Not a bad thing to be.

Consumers are generally forgiving of these beloved organizations, and sometimes express disappointment when organizations of this class apologize too quickly.

A version of this mistake occurred when the Red Cross swiftly retracted a poster some Twitter users felt was offensive.

The Red Cross responded with the standard prescription: Apologize and rectify.

The Twitter response to this seemingly sensible move was resoundingly negative.

Most expressed dismay at the knowledge that the Red Cross would be spending donation money to fix what they felt was a non-issue.

Admittedly, the Red Cross was in a tough position in this instance, but by failing to take into account its own good reputation it missed an opportunity to disarm the anti-capitulation crowd with an even-handed response while still placating those that felt the poster was offensive.

3. The Vultures

Not a lovely category, but this is where many mega-companies (like Merrill-Lynch) find themselves.

Unloved and hard to love, the vultures are best off apologizing quickly and doing their best to move on.

Check out BP’s awful apology for the 2010 Gulf Coast Oil Spill.

The archetypical vulture. It repelled its target audience with an over-the-top “we’re sorry” that struck viewers as insincere.

In this case, the public had a clear – and ungenerous – pre-existing view of one of the world’s largest oil companies.

Attempting to persuade the world that BP felt genuine remorse by lavishing production on a YouTube video only exaggerated its image of corporate coldness.

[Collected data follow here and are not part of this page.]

PR #533, opened 2017-10-10
Group calling for spaces

adamweeks:
- [x] No group icon in meet home
- [x] Call events changed redux-module-media actions.js
- [x] "no other participants" screen/state for group calls


packages/node_modules/@ciscospark/redux-module-media/src/actions.js
```diff
@@ -239,19 +260,25 @@ function constructCallState(call) {
 }
```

A straightforward, unadorned apology for and acknowledgement of the disaster would not have appeared patronising to the concerned public.

The Takeaway?

Marketers should craft an online persona in line with what customers expect of a company, especially for times of crisis.

There are no hard and fast rules when it comes to crafting a response to a dissatisfied public, but customers generally prefer sincerity over remorse.

Organizations that remember what they are know how much they can get away with (think Steve Jobs) and tend to survive these ordeals with a minimum of dignity lost in the tussle.

Organizations like the Red Cross that forget their good-standing tend to suffer, and the Vultures that never had a good reputation to begin with… well, they do what they can.